O nepotismo eclesiástico era uma praga que vicejou largamente no Medievo e ainda mais no Renascimento, deixando traços na literatura, facilmente perceptíveis por quem analisa obras literárias de época. Um exemplo entre incontáveis outros pode ser encontrado em Fèlix o el Libre de meravelles, obra escrita em 1288-1289 pelo filósofo e polígrafo catalão Ramon Llull (Raimundo Lúlio) com o intuito enciclopédico de condensar e vulgarizar todo o conhecimento humano. Trata-se de um livro ficcional com algo de fantástico, no qual o protagonista Félix é enviado por seu pai a percorrer o mundo e apreciar as maravilhas que nele colocou o Criador. Dividido em dez partes, nele se expõem noções teológicas, filosóficas, morais, cosmológicas e práticas do universo criado e da vida humana, nos seus aspectos mais variados. O estilo é muito leve, com inúmeras historietas e exemplos pelo meio, utilizando recursos literários fantasiosos que somente no século XX se tornariam habituais. É, desse ponto de vista, obra extraordinariamente pioneira. A certa altura do texto, há uma referência digna de nota: “– Era uma vez um bispo que tinha um sobrinho que muito amava. Aquele bispo tinha um castelo belo e muito rico em seu bispado, e tinha inveja daquele castelo que era seu, pois o invejava porque desejava que fosse de seu sobrinho. O príncipe daquela terra também invejava aquele castelo, e foi feita a questão de quem tinha mais inveja, o bispo ou o rei.”

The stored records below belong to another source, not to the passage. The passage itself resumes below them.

PR #1056, opened 2023-11-30
Always describe clusters with ID

apodhrad:

PR #1229, opened 2024-02-26
fix to create user or idp by cluster id

kobihk:
when we tried to create idp or user we got the following error:

11:34:16  ods-ci-logger: INFO     CMD: ocm --v=0 create idp -c mods-master -t htpasswd -n htpasswd-cluster-admin --username htpasswd-cluster-admin-user --password ****
11:34:16  Error: Failed to get cluster 'mods-master': There are 2 subscriptions with cluster identifier or name 'mods-master'
11:34:16  
11:34:16  ods-ci-logger: INFO     CMD: ocm --v=0 create user htpasswd-cluster-admin-user --cluster mods-master --group=cluster-admins
11:34:16  Error: Failed to get cluster 'mods-master': There are 2 subscriptions with cluster identifier or name 'mods-master'


nehachopra27:
Thanks @kobihk for the PR. Could you do a test run on Jenkins with these changes before merging. LGTM otherwise

jiridanek (dismissed):

jstourac:
LGTM, just for the reference - note that this is technically a followup of #1056.

There are still some linter errors, probably from the time we didn't enforce this. Could you please update too? In a separate commit would be the best so that we don't mix these, but depends on you.

kobihk:
> LGTM, just for the reference - note that this is technically a followup of #1056.
> 
> There are still some linter errors, probably from the time we didn't enforce this. Could you please update too? In a separate commit would be the best so that we don't mix these, but depends on you.

I fixed it already how do I retrigger the linter test?

ods_ci/utils/scripts/ocm/ocm.py
```diff
@@ -1331,9 +1323,7 @@ def get_all_osd_versions(self):
             ).split("-")[0]
             if version:
                 osd_versions_dict[".".join(version.split(".")[:2])] = version
-                latest_osd_versions_data[
-                    str(self.osd_major_version)
-                ] = osd_versions_dict
+                latest_osd_versions_data[str(self.osd_major_version)] = osd_versions_dict
```
jiridanek, line 1326:
```suggestion
                latest_osd_versions_data[str(self.osd_major_version)] = (
                    osd_versions_dict
                )
```

this is what the linter wants to see

jstourac:
> I fixed it already how do I retrigger the linter test?

It is re-triggerred automatically once you push the changes. Problem is what Jiri shared above.

ods_ci/utils/scripts/ocm/ocm.py
jiridanek: it's a stupid change; we should reconfigure black to not do things like ^^^; allow longer lines?

jstourac: we possibly can; not sure what is the default right now, my guess would be 80;  ... 120 characters seem like a normal length these days; not sure whether we want more...

manosnoam:
@kobihk Can you please elaborate what is the fix ?
I can see mainly changes in the format of strings, but I don't see what is the flag/value for ocm cli that was changed ?

jstourac (approved):

manosnoam (changes requested):
Just a request to update PR description with the required fix (see my comment), and also mention it's a followup of https://github.com/red-hat-data-services/ods-ci/pull/1056 as Jan suggested.

jiridanek (approved):

manosnoam (approved):

PR #3280, opened 2019-03-25
PyTest my resources

cuahsimarko:
My Critical Path work depends on this.

CZO Authoring Tool > ODM2 Endpoints > ODM2 PyTest for Endpoints and Unit-Style > Resource Fixture

This has the added benefit of enabling My Resource profiling in a more detailed, repeatable fashion than the stopwatch testing I've been doing for CZO (high Resource Count) testing.

Finally, as people become more familiar with PyTest, they can re-use my fixtures and take advantage of many of the efficiencies and power that it will offer. PyTest will never replace nose, but is complementary, with overlap so developers have a choice.


test/conftest.py
```diff
@@ -1,7 +1,110 @@
...
+              'title': title,
+              'metadata': json.dumps(metadata),
+              'file': ('cea.tif',
+                       open('assets/cea.tif'),
+                       'image/tiff')}
+    rest_url = '/hsapi/resource/'
+    response = client.post(rest_url, params)
+    content = json.loads(response.content)
+    yield res_uuid
+    hydroshare.delete_resource(content['resource_id'])
```
cuahsimarko: can resource = get_resource_by_shortkey(res_id) be used instead?

cuahsimarko:
Note to self, Alva requesting module-level 'pytests' directory next to 'tests' dir for hs_access_control and hs_labels

cuahsimarko:
@sblack-usu @hyi @pkdash If you're interested in writing cleaner functional tests, you may want to have a look at this PR. I will also be using this to do the performance testing / call graph for My Resources on my Linux box at home.

pkdash:
@cuahsimarko I guess I have to first learn a bit about pytest to understand this PR.

cuahsimarko:
> @cuahsimarko I guess I have to first learn a bit about pytest to understand this PR.

@pkdash if you are interested in using PyTest, I'm happy to Slack, e-mail or discuss on a Monday Engineering call. Please let me know your preference. Same for any other developers.

cuahsimarko:
https://docs.pytest.org/en/latest/

pytest.ini
```diff
@@ -1,5 +1,5 @@
 [pytest]
 DJANGO_SETTINGS_MODULE = hydroshare/settings.py
-python_files = test/functional/test*
+python_files = pytest/functional*
 filterwarnings =
```
cuahsimarko: make it obvious from the top-level directory that these are pytest and not nose or selenium

pytest/conftest.py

À primeira vista, o texto parece absurdo: como o bispo podia ter inveja de um castelo que já lhe pertencia? E como podia, por inveja, desejar que algo que já lhe pertencia fosse de outra pessoa, no caso seu sobrinho? Para os homens que viviam naquele tempo, isso não era absurdo, mas era algo corrente; para eles, a explicação para a aparente absurdidade era muito clara, até mesmo intuitiva: o castelo pertencia à diocese e o bispo dele tinha somente o usufruto; mas, por inveja, desejava que aquele patrimônio eclesiástico passasse à posse de sua família, na pessoa do sobrinho. Tratava-se, pois de uma típica tentação de nepotismo.

Diante desse quadro de decadência, a reação eclesiástica foi oportuna e eficaz. Os séculos IX a XI marcaram um período de grandes reformas na Igreja. Os movimentos reformadores, brotados de modo mais ou menos espontâneo foram vários, surgidos em diferentes pontos da Europa. Surgiram ordens religiosas novas, houve mosteiros que procederam a reformas internas, com vistas ao afervoramento de seus membros e o retorno à espiritualidade que havia presidido às respectivas fundações, houve santos que, com seu exemplo de vida e seus ensinamentos, ilustraram pontualmente esse período. Mesmo em meio à decadência espantosa de costumes da corte pontifícia, houve alguns Papas que tentaram seriamente proceder a uma reforma.

Entretanto, sem a menor dúvida, o que marcou a grande reforma da Igreja nesse período foi a renovação realizada a partir da Abadia de Cluny, na Borgonha, a qual foi crescendo de influência e chegou a reformar o próprio Papado – com a chamada Reforma Gregoriana, chefiada pelo São Gregório VII, antigo monge de Cluny, que foi Papa de 1073 até sua morte, em 1085. Sobre Cluny e sua atuação, já escrevi em outra ocasião (Ver artigo “Cluny e a reforma gregoriana”, publicado nesta mesma coluna, do dia 7/12/2019).

Armando Alexandre dos Santos é licenciado em História e em Filosofia, doutor na área de Filosofia e Letras, membro do Instituto Histórico e Geográfico Brasileiro e da Academia Portuguesa da História.